Eteri Borchashvili, 86, Jokolo, Pankisi Gorge

„All my life I’ve seen nothing but suffering… I was six when my mother died. I remember myself running in our land plot, yelling “mom’s dead”. At 7, I went to school. I didn’t have any clothes to wear. They cut up my mothers clothes, redid them and put them on me. I didn’t want to wear my mother’s clothes and I cried my eyes out. I couldn’t even dream about having a coat or a jacket. Still, I was gifted, I was very talented and studied well. I received excellent marks. On the 1st of May, the celebration day, they would put me on the wall as an honorary pupil. It was a difficult life for a schoolgirl, we did not have electricity and I had to study under the light of the fireplace. I wouldn’t go to school if I was not properly prepared for the lesson. I was gifted but I did not have proper care to finish school. My father took me away when I was in my fifth year at school. I was taken to Khevsureti were we stayed for 9 years. My father and brothers were shepherds there and they took me with them to take care of me. You see, I was still a child. My duty was just to look after the house, as I could not cook. Then one of my brothers was lost in the war, during the war his wife and one-year-old daughter passed away too. They left behind a two-year-old boy. I was ten when I started taking care of my two-year-old nephew. I raised him until I was nineteen and when I got married he joined the army.

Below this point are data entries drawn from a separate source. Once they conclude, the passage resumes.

PR #1762, opened 2023-04-22
up/Int lemmas

PetarMax:
This PR introduces several lemmas for `up/Int`.


ehildenb:
Can we add tests for these? They can go in `tests/specs/functional/lemmas-spec.k`. Just some handwritten tests for `up/Int` is fine.

PetarMax:
> Can we add tests for these? They can go in `tests/specs/functional/lemmas-spec.k`. Just some handwritten tests for `up/Int` is fine.

Yes, will do.

PetarMax:
> > Can we add tests for these? They can go in `tests/specs/functional/lemmas-spec.k`. Just some handwritten tests for `up/Int` is fine.
> 
> Yes, will do.

Added tests now.

tests/specs/functional/lemmas-spec.k
```diff
@@ -274,4 +274,19 @@ module LEMMAS-SPEC
...
+                           => doneLemma ( true ) ... </k>
+                          requires 0 <Int Y andBool Y <=Int Z
+
+    claim [upInt-02]: <k> runLemma ( lengthBytes(B) +Int X -Int Y <Int notMaxUInt5 &Int lengthBytes(B) +Int 31 )
+                           => doneLemma ( true ) ... </k>
+                          requires Y -Int X >Int 0
+
+    claim [upInt-03]: <k> runLemma ( lengthBytes(B) +Int X -Int Y >Int notMaxUInt5 &Int lengthBytes(B) +Int 31 )
+                           => doneLemma ( true ) ... </k>
+                          requires Y -Int X <Int -64
```
ehildenb, line 290: I don't see `up/Int` used in these claims.... Should they perhaps go somewhere else? More tests is always better, just not sure how these ones are relevant here.

include/kframework/lemmas/int-simplification.k
```diff
@@ -158,4 +161,26 @@ module INT-SIMPLIFICATION-COMMON
...
+      requires 0 <Int Y
+      [simplification]
+
+    rule [lengthBytes-upInt-32-lower-bound]:
+      lengthBytes(X) <=Int notMaxUInt5 &Int lengthBytes(X) +Int 31 => true
+      [simplification, smt-lemma]
+
+    rule [lengthBytes-upInt-32-upper-bound]:
+      lengthBytes(X) +Int 32 >Int notMaxUInt5 &Int lengthBytes(X) +Int 31 => true
+      [simplification, smt-lemma]
```
ehildenb, line 184: Not sure these lemmas belong here, and they seem pretty specific. Could we replace `lengthBytes(X)` with just a variable `Y #And Y >=Int 0`, and then these lemmas just become about comparisons and bitwise operations (so moved to `bitwise-simplification.k`)?

tests/specs/functional/lemmas-spec.k
PetarMax: `notMaxUInt5 &Int lengthBytes(X) +Int 31` is `lengthBytes(X) up/Int 32`, I think?

include/kframework/lemmas/int-simplification.k
PetarMax: So, `notMaxUInt5 &Int lengthBytes(X) +Int 31` is `lengthBytes(X) up/Int 32`, that's why I put them here instead of there, and these have appeared in that form in Optimism when copying some data in memory, so they are likely to reappear. 

We could also make the `up/Int` explicit with a simplification and then reason about it instead? Possibly more generally, also, if the second operand is a power of two...

PetarMax:
I've revisited the lemmas and claims. I'm a bit surprised I couldn't use 
```
    rule [upInt-lt-false]:
      ((X up/Int Y) *Int Y) <Int X => false
      requires 0 <Int Y
      [simplification]
```
to prove
```
    claim [upInt-02]: <k> runLemma ( notMaxUInt5 &Int lengthBytes(B) +Int 31 >=Int lengthBytes(B) )
                           => doneLemma ( true ) ... </k>
```
but had to explicitly write the negation.

Also, if any of the simplifications are marked as `smt-lemma`s, Z3 dies because it doesn't know that the overall set of smt-lemmas is consistent.

PetarMax:
Actually, I don't like removing the lemmas about `notMaxUInt5 &Int lengthBytes(X) +Int 31` and converting it to `up/Int`, because I was able to have two `smt-lemmas` on it, and I can't have them on the `up/Int` because z3 breaks. Optimism proofs are likely to break with this change, and it's not clear to me how well future proofs would work.

PetarMax:
I'm not sure how to write good tests for these lemmas, if they were SMT-lemmas I could just put some other operations around them, add something here and there, but like this, I can't. I could just instantiate them with concrete values, but those will obviously pass. Any advice? @ehildenb

include/kframework/lemmas/int-simplification.k
```diff
@@ -158,4 +161,48 @@ module INT-SIMPLIFICATION-COMMON
...
+
+    rule [upInt-lt-false]:
+      ((X up/Int Y) *Int Y) <Int Z => false
+      requires Z <=Int X andBool 0 <Int Y
+      [simplification]
+
+    rule [upInt-refl-lt]:
+      ((X up/Int Y) *Int Y) <Int X => false
+      requires 0 <Int Y
+      [simplification]
```
lucasmt, line 181: Isn't this lemma subsumed by the previous one?

include/kframework/lemmas/int-simplification.k
```diff
@@ -158,4 +161,48 @@ module INT-SIMPLIFICATION-COMMON
...
+
+    rule [upInt-refl-gt]:
+      X <Int ((X up/Int Y) *Int Y) => X modInt Y =/=Int 0
+      requires 0 <Int Y
+      [simplification]
+
+    rule [upInt-refl-geq]:
+      X <=Int ((X up/Int Y) *Int Y) => true
+      requires 0 <Int Y
+      [simplification]
```
lucasmt, line 196: I assume that this is one of the lemmas that breaks z3 if it's made an `smt-lemma`, right? Because if we had this as an `smt-lemma` and also another that said `((X up/Int Y) *Int Y) <Int X + Y => true`, then we wouldn't need `upInt-lt-true` and `upInt-lt-false`

include/kframework/lemmas/int-simplification.k
PetarMax: It is, I left it there for completeness. Shall I remove?

include/kframework/lemmas/int-simplification.k
PetarMax: Yes, I think that's correct, we wouldn't need those. 

Any lemma with `up/Int` will break Z3 if `smt-lemma`' is added. I think this is because Z3 has no idea what `up/Int` actually is and then when faced with constraints it just goes 'I don't know!'.

lucasmt: I'm looking at the definition of `up/Int` in [`evm-types.md`](https://github.com/runtimeverification/evm-semantics/blob/master/include/kframework/evm-types.md) and it's defined with an `smtlib` attribute, which should give it uninterpreted function semantics. I don't get why this only happens to `up/Int` and not any of the other functions with the `smtlib` attribute. Does @ehildenb know anything about this?

include/kframework/lemmas/int-simplification.k
lucasmt: Maybe turn it into a claim?

include/kframework/lemmas/int-simplification.k
PetarMax: It doesn't only happen to `up/Int`, I can also break it by requiring `smt-lemma` on the facts that `&Int` cannot be greater than its operands...

PetarMax: It might just be the limit of Z3 reasoning that we're hitting...

include/kframework/lemmas/int-simplification.k
PetarMax: Yes, that is better.

include/kframework/lemmas/int-simplification.k
ehildenb: We could try alternative Z3 theories. For example, add the `smt-lemma`, then get hte Z3 transcript, then at the top it specifies which Z3 theories it's reasoning in. We may be able to just change the theory support it has and suddenly get better results.

include/kframework/lemmas/int-simplification.k
```diff
@@ -158,4 +161,43 @@ module INT-SIMPLIFICATION-COMMON
...
+
+    rule [upInt-refl-leq]:
+      ((X up/Int Y) *Int Y) <=Int X => X modInt Y ==Int 0
+      requires 0 <Int Y
+      [simplification]
+
+    rule [upInt-refl-gt]:
+      X <Int ((X up/Int Y) *Int Y) => X modInt Y =/=Int 0
+      requires 0 <Int Y
```
ehildenb, line 185: We should really pull these out into their own module, `EVM-WORD-SIMPLIFICATION` perhaps.

That's because `up/Int` is not part of the prelude, and I intend for `INT-SIMPLIFICATION` to eventually be upstreamed to the K prelude so that all K definitions benefit from it.

include/kframework/lemmas/int-simplification.k
PetarMax: The transcript I got doesn't have the theories, it starts with:
```
(set-option :print-success true )
; success

(set-option :timeout 40 )
; success

(declare-sort |HB_#String| 0 )
; success

(declare-sort |HB_SortAccessedAccountsCellOpt| 0 )
; success

(declare-sort |HB_SortAccessedStorageCellOpt| 0 )
; success

...
```
and then just continues with the declarations and assertions...

ehildenb: Hmmmm, that probably means we're just using Z3's default theory, which is probably not very useful. I wonder if we could try some different Z3 theories on that transcript you have?

Here is an example of setting a different logic: https://microsoft.github.io/z3guide/docs/theories/Arithmetic/#difference-arithmetic, and here are a bunch of supported logics: https://stackoverflow.com/questions/23450572/which-logics-are-supported-by-z3

These logics should really be called "theories", but whatever.

Makefile
```diff
@@ -54,7 +54,7 @@ export PLUGIN_FULL_PATH
         test-prove test-failing-prove test-foundry-kcfg-diff                                                                                 \
         test-prove-benchmarks test-prove-functional test-prove-opcodes test-prove-erc20 test-prove-bihu test-prove-examples test-prove-smoke \
         test-prove-mcd test-klab-prove                                                                                                       \
-        test-parse test-failure test-foundry-kompile test-foundry-prove test-foundry-bmc-prove test-foundry-list                             \
+        test-parse test-failure test-foundry-kompile test-foundry-prove test-foundry-list                                                    \
         test-interactive test-interactive-help test-interactive-run test-interactive-prove test-interactive-search                           \
```
ehildenb, line 58: Why was this removed?

Makefile
```diff
@@ -491,7 +493,6 @@ test-foundry-%: KEVM_OPTS += --pyk --verbose
 test-foundry-%: KEVM := $(POETRY_RUN) kevm
 test-foundry-kompile: tests/foundry/foundry.k.check
 test-foundry-prove: tests/foundry/out/kompiled/foundry.k.prove
-test-foundry-bmc-prove: tests/foundry/out/kompiled/foundry.k.bmc-prove
 test-foundry-list: tests/foundry/foundry-list.check
```
ehildenb, line 496: Why deleted?

Makefile
```diff
@@ -522,13 +523,6 @@ tests/foundry/out/kompiled/foundry.k.prove: tests/foundry/out/kompiled/timestamp
...
 	    $(addprefix --exclude-test , $(shell cat tests/foundry/exclude))
 
-tests/foundry/out/kompiled/foundry.k.bmc-prove: tests/foundry/out/kompiled/timestamp
-	$(KEVM) foundry-prove --foundry-project-root $(foundry_dir)          \
-	    -j$(FOUNDRY_PAR) --no-simplify-init --max-depth 1000             \
-            --bmc-depth 3                                                    \
-	    $(KEVM_OPTS) $(KPROVE_OPTS)                                      \
-	    $(addprefix --test , $(shell cat tests/foundry/bmc-tests))
-
 foundry_golden := tests/foundry/golden
```
ehildenb, line 526: Why deleted?

include/kframework/lemmas/evm-int-simplification.k
```diff
@@ -0,0 +1,55 @@
...
+
+    rule [upInt-refl-leq]:
+      ((X up/Int Y) *Int Y) <=Int X => X modInt Y ==Int 0
+      requires 0 <Int Y
+      [simplification]
+
+    rule [upInt-refl-gt]:
+      X <Int ((X up/Int Y) *Int Y) => X modInt Y =/=Int 0
+      requires 0 <Int Y
+      [simplification]
```
ehildenb, line 38: I still don't really like these lemmas. Are we sure they're needed?

Could we also replace them with lemmas like this:

```
rule ((X up/Int Y) *Int Y) => X +Int (X modInt Y) requires 0 <Int Y andBool 0 <=Int X [simplification]
```

This I feel expresses the semantics of `_up/Int_` better, while being more general (so that we can have general lemmas about `_<=Int_` and `_<Int_` without `_up/Int_`).

PetarMax: I'm not sure that holds... take, for example: `Y ==Int 5` and `X ==Int 6, 7, 8, 9`. We have that `(X up/Int Y) *Int Y ==Int 10` for all of them, but `X +Int (X modInt Y) ==Int 7, 9, 11, 13`, right?

By definition, I think `X up/Int Y ==Int (X +Int Y -Int 1) /Int Y`?

The lemmas above aren't necessarily needed, I just have all six `<=, <, >, >=, ==, =/=` for completeness. I think @lucasmt ran into the `<Int`  version only?

ehildenb (approved):

include/kframework/lemmas/evm-int-simplification.k
ehildenb: Yes you're right, not sure what I was thinking. I would prefer lemma which directly represented the semantics of `up/Int` better, but I guess we will have to live with ones that define it relative to eqaulity instead.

I got married at the age of 19. I loved another boy but my relatives chose my husband because he was the only child in the family, and they promised me to help too. So they got me married. I had seven children, two of them died… Now they are away, leading their own lives. There is nobody for me, only god. I loved my children so much that I would lay them at my feet and head to sleep. My mother-in-law helped me very much. I was very lucky with her. She was a vicious women, men were afraid of her, but I am very patient, and I never let her words and temper affect me. I was used to hard life, there was nothing I could not endure.

My love was so great, when my kids went to school, I would sit them down in the evening, I would not let them eat or sleep. I swear they remember even now. “I can’t forget how you smacked us upside the head”, they will tell me. I did not let them alone, until they’d shown me what they’d prepared for the school. I wanted my children and grandchildren to get education. I have a grandchild now, a fourth year student. I love this grandchild so much for being talented and hardworking. Another grandchild of mine sent a photo with a diploma in one hand and a medal in the other. He’d won the first place in football. I was so happy, so happy. The grandchild – the one which is a student – sometimes asks me “Granny why are you so happy to see me?” How can I not be happy? My grandchild is a student! I wanted to learn, I wanted to learn so much.. But, sadly, I had neither time nor a mentor…

I have not seen a single shred of happiness in my life. Although, I have to say, my husband was good, he had mild personality, and generally, he was a good man… He used to tell me “I’m not asking you to do anything, just do not answer back to my parents, please”. He was a good man, and I’m grateful to him. And this is what matters.”